__Task__.
Reproduce each line of the entries that carries "accessibility".

__Information provided__.
PR #18, opened 2019-04-18
[Student][MBL-12211] Force refresh on initial load of grades screen

CalvinKern:
There was an issue where assignment group weights were not being refreshed (except by unchecking the ‘what if’ grade box) and caused the grades screen to use stale weights for a long time.

There is a 'weighted course' in my sandbox that can be used to your hearts content while testing.

### DIFF
--- a/apps/student/src/main/java/com/instructure/student/adapter/GradesListRecyclerAdapter.kt
+++ b/apps/student/src/main/java/com/instructure/student/adapter/GradesListRecyclerAdapter.kt
@@ -159,6 +159,7 @@ open class GradesListRecyclerAdapter(
                 }
 
                 if (isAllGradingPeriodsSelected) {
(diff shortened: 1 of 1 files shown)


StephenBrough:
Is there a specific path to repro the issue? I logged into your sandbox, changed a grade weight, and (after doing a pull to refresh), the app showed the same grade as web.

CalvinKern:
lol, I didn't realize that this screen had a pull to refresh. Maybe not worth fixing then?
The way I could repro was by opening the app, looking at the grades, killed the app, changed the grade weights on web, opened the app and was still getting the old values.

StephenBrough:
Killing the app and reopening it should pull down new values, so I'd say this is still valid. I'll try to repro it using those steps.

PR #27, opened 2019-04-25
[Parent][Accessibility][MBL-12290]: Fix accessibility issues from Parent app UI tests

joehoag:
This will also enable accessibility testing by default for all apps.


apps/parent/src/main/java/com/instructure/parentapp/activity/NavigationActivity.kt
```diff
@@ -308,6 +308,11 @@ class NavigationActivity : BaseParentActivity(), MasqueradingDialog.OnMasqueradi
                 adapter = UserSpinnerAdapter(this@NavigationActivity, users)
                 setSelection(ParentPrefs.selectedStudentIdx)
             }
+
+            // Give the spinner a minimum height of 48dp.
+            // Unfortunately, I didn't see a way to do this in the layout file.
```
StephenBrough: Oddly enough, it looks like we don't have the spinner in any layout file anywhere. It's always being added dynamically.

__Exercise answer__.
[Parent][Accessibility][MBL-12290]: Fix accessibility issues from Parent app UI tests
This will also enable accessibility testing by default for all apps.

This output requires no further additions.